PR #586, opened 2016-05-11
Fixed type-hinting

jgendera:


goetas:
What is the advantage? Is it for some IDE support? which one?

jgendera:
Yes. When you create serialization subscriber, when adding data via Visitor, PHPStorm displays warnings. i.e. "Expected \JMS\Serializer\scalar, got string"

Example code:
```
public function onPostSerialize(ObjectEvent $event)
{
    $object = $event->getObject();
    $visitor = $event->getVisitor();
    $visitor->addData('url', 'http://example.com/' . $object->getFileName());
}
```

goetas:
:+1:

------------------------------------------------------------------------

◆ Directions ◆
Word for word, output all of the material above.

◆ Solution ◆
PR #586, opened 2016-05-11
Fixed type-hinting

jgendera:


goetas:
What is the advantage? Is it for some IDE support? which one?

jgendera:
Yes. When you create serialization subscriber, when adding data via Visitor, PHPStorm displays warnings. i.e. "Expected \JMS\Serializer\scalar, got string"

Example code:
```
public function onPostSerialize(ObjectEvent $event)
{
    $object = $event->getObject();
    $visitor = $event->getVisitor();
    $visitor->addData('url', 'http://example.com/' . $object->getFileName());
}
```

goetas:
:+1:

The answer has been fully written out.